Снова повисло молчание. Его прервал Хейфец.
– Идеальный выход из положения настолько невероятен, что и говорить о нём глупо. Но ты можешь поговорить с ней. Не может же она не понимать…
– И что? Я никогда её не отпущу. А раз так, что за смысл в разговорах? – Тэйтон вздохнул. – Но почему, подчинившись голосу дурной страсти на час, ты обречён платить за него годами скорби… – Он склонил голову. – Впрочем, кому я лгу? Какая страсть? Тёмная безмозглая дурь. Но я люблю её и не отпущу, Дэйв. Никогда не отпущу. Как бы дико и чудовищно это не звучало. Я понимаю, что она дорога Карвахалю, но… Постой, но что ты… ты что-то сказал…

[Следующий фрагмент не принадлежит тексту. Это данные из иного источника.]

PR #1536, opened 2026-01-27
add random walk sampling algorithm

SILIZ4:
This PR adds functions to sample a random walk on directed and undirected graphs. This should probably be extended in the future to include tunable edge weights.


IvanIsCoding:
I will take a look at this. The failure is from Clippy, it should be easy to fix

Issue #1501, opened 2025-09-11
Randomized iteration order for `PyGraph.neighbors`


adamglos92:
### Information

- **rustworkx version**: 0.17.1
- **Python version**: 3.12.11
- **Rust version**: (I believe it is not installed as I'm only using python version) 
- **Operating system**: Linux aarch64 (devcontainer in macOS arm64)

### What is the current behavior?

For a fixed graph I'm getting neighbors in random order.  

### What is the expected behavior?

Arbitrary, but fixed order 

Judging on implementation, set is the problem (but I'm no Rust expert)
```
    pub fn neighbors(&self, node: usize) -> NodeIndices {
        NodeIndices {
            nodes: self
                .graph
                .neighbors(NodeIndex::new(node))
                .map(|node| node.index())
                .collect::<HashSet<usize>>()
                .drain()
                .collect(),
        }
    }
```

### Steps to reproduce the problem

```
import rustworkx.generators as gen

for _ in range(3):
    g = gen.path_graph(5)
    print(g.neighbors(2))
```

PR #1546, opened 2026-01-31
1545: Make max weight matching deterministic for graphs with multiple correct solutions

jberg5:
Addresses https://github.com/Qiskit/rustworkx/issues/1545.

`max_weight_matching` was nondeterministic for some graphs with multiple valid solutions. See the tests I added, or the linked issue, for some examples of this.

I evaluated two choices:
- calling sort_unstable() on best_edge_to.values()
- using a BTreeMap instead of a HashMap

I did some benchmarking on various problem sizes and found that sorting the values of a HashMap caused a roughly 19% slowdown overall, especially for smaller problems. BTreeMap performance though looks pretty much identical modulo some noise:

image

I think determinism is a really nice property to have for a lot of different applications, and if we can achieve it without a performance penalty, it's worth it.

**AI disclaimer**:
I had claude come up with a script to find small examples of nondeterministic graphs; the examples in the tests come from there. (The example that I originally detected nondeterminism with had 60 nodes and thousands of edges and would have made a poor test case!)

I also had claude write the benchmarking script I used. I'd be happy to share it if there's interest. Nothing fancy; it just came up with some random graphs with different numbers of nodes and edges, and used matplotlib to generate a visualization.

### DIFF
--- a/tests/graph/test_max_weight_matching.py
+++ b/tests/graph/test_max_weight_matching.py
@@ -26,17 +26,14 @@ def match_dict_to_set(match):
 
 
 class TestMaxWeightMatching(unittest.TestCase):
-    def compare_match_sets(self, rx_match, expected_match, extra_failure_text=""):
+    def compare_match_sets(self, rx_match, expected_match):
         for u, v in rx_match:
             if (u, v) not in expected_match and (v, u) not in expected_match:
-                failure_text = (
+                self.fail(
                     f"Element {(u, v)} and its reverse {(v, u)} not found in "
                     f"expected output.\nrustworkx output: {rx_match}\nexpected "
                     f"output: {expected_match}"
                 )
-                if extra_failure_text:
-                    failure_text += f"\n{extra_failure_text}"
-                self.fail(failure_text)
 
     def compare_rx_nx_sets(self, rx_graph, rx_matches, nx_matches, seed, nx_graph):
         def get_rx_weight(edge):
@@ -469,17 +466,11 @@ class TestMaxWeightMatching(unittest.TestCase):
             graph, max_cardinality=True, weight_fn=lambda x: x, verify_optimum=True
         )
         for i in range(1, 10):
-            result = rustworkx.max_weight_matching(
-                graph, max_cardinality=True, weight_fn=lambda x: x, verify_optimum=True
-            )
-            self.compare_match_sets(
-                result,
-                initial_result,
-                extra_failure_text=(
-                    "Nondeterminism detected: repeating the same "
-                    f"problem {i} times yielded a different rustworkx solution"
-                ),
-            )
+            with self.subTest(f"Nondeterminism check {i}"):
+                result = rustworkx.max_weight_matching(
+                    graph, max_cardinality=True, weight_fn=lambda x: x, verify_optimum=True
+                )
+                self.compare_match_sets(result, initial_result)
 
     def test_determinism_six_node_no_max_cardinality(self):
         graph = rustworkx.PyGraph()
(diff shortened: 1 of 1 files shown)


rustworkx-core/src/max_weight_matching.rs
```diff
@@ -18,6 +18,7 @@
 #![allow(clippy::many_single_char_names)]
 
 use std::cmp::max;
+use std::collections::BTreeMap;
```
IvanIsCoding: https://docs.rs/indexmap/latest/indexmap/set/struct.IndexSet.html

Please use this instead. Changing to BTreeMap could change the time complexity of the algorithm

tests/graph/test_max_weight_matching.py
```diff
@@ -450,6 +453,57 @@ def test_nested_blossom_augmented(self):
...
+                (1, 4, 2),
+                (2, 4, 1),
+                (3, 4, 1),
+            ]
+        )
+
+        initial_result = rustworkx.max_weight_matching(
+            graph, max_cardinality=True, weight_fn=lambda x: x, verify_optimum=True
+        )
+        for i in range(1, 10):
```
IvanIsCoding, line 468: Use https://docs.python.org/3/library/unittest.html#distinguishing-test-iterations-using-subtests

IvanIsCoding (commented):
Overall I think determinism is welcome. But I don't think `BTreeMap` is the solution I want merged.

Another exercise before merging is revisiting other points of the algorithm to check if they are deterministic. Matthew wrote this ages ago. At the time we hadn't gotten the feedback from users about determinism. From time to time we still get that feedback (#1501).

rustworkx-core/src/max_weight_matching.rs
IvanIsCoding: Or https://docs.rs/rustworkx-core/0.17.1/rustworkx_core/dictmap/type.DictMap.html I mixed set vs map. We have our own alias for map

jberg5: Good call, will do!

tests/graph/test_max_weight_matching.py
jberg5: Sadly `stestr` doesn't seem to play nicely with subtests - see https://github.com/mtreinish/stestr/issues/326

I'm happy to still add `with self.subTest(i=i)` if you'd like, but the failure output is unchanged (no `(i=1)` anywhere to be seen), e.g. 
```
{0} graph.test_max_weight_matching.TestMaxWeightMatching.test_determinism_five_node_max_cardinality [0.000153s] ... FAILED

Captured traceback:
~~~~~~~~~~~~~~~~~~~

      File "/Users/jberg/Projects/rustworkx/tests/graph/test_max_weight_matching.py", line 478, in test_determinism_five_node_max_cardinality
    self.compare_match_sets(

      File "/Users/jberg/Projects/rustworkx/tests/graph/test_max_weight_matching.py", line 33, in compare_match_sets
    self.fail("oh no!")

      File "/Library/Frameworks/Python.framework/Versions/3.12/lib/python3.12/unittest/case.py", line 715, in fail
    raise self.failureException(msg)

    AssertionError: oh no!

{0} graph.test_max_weight_matching.TestMaxWeightMatching.test_determinism_six_node_no_max_cardinality [0.000105s] ... FAILED

Captured traceback:
~~~~~~~~~~~~~~~~~~~

      File "/Users/jberg/Projects/rustworkx/tests/graph/test_max_weight_matching.py", line 505, in test_determinism_six_node_no_max_cardinality
    self.compare_match_sets(

      File "/Users/jberg/Projects/rustworkx/tests/graph/test_max_weight_matching.py", line 33, in compare_match_sets
    self.fail("oh no!")

      File "/Library/Frameworks/Python.framework/Versions/3.12/lib/python3.12/unittest/case.py", line 715, in fail
    raise self.failureException(msg)

    AssertionError: oh no!
```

Хейфец ничего не ответил, но спросил, нет ли у него коньяка. Было бренди. Еврей поморщился, но согласился. Оба ушли в комнату Тэйтона.
Хэмилтон воспользовался этим, чтобы спуститься на второй этаж и пройти к себе в спальню.
Его трясло. Тэйтон стал ему отвратителен. Стало быть, он, Стивен, с самого начала был прав во всем. Галатея вовсе не любила мужа, но тот из ревности и самолюбия не отпускал её. Конечно, жизнь с таким человеком была адом. Что может быть хуже жизни без любви? Но что толкнуло Галатею на брак с нелюбимым мужчиной? Или любовь давно прошла? Тэйтон, конечно, был страстно влюблён и добивался её, но со временем даже безграничная любовь может вызывать глухое раздражение, если рядом – чужой тебе человек. Стивен понимал Галатею. Вот почему она так склонна искать уединения, вот почему так скупа в словах и жестах. Сдержанность прятала боль.
Но Тэйтон сказал, что Галатея дорога Карвахалю. Стало быть, поэтому Бельграно и назвал Тэйтона дураком? Он привёз жену… к кому? К любовнику? Но Рамон Карвахаль смотрел на Галатею странным, таким оценивающим взглядом, и в этом взгляде не было вожделения. Впрочем, о Карвахале судить было трудно.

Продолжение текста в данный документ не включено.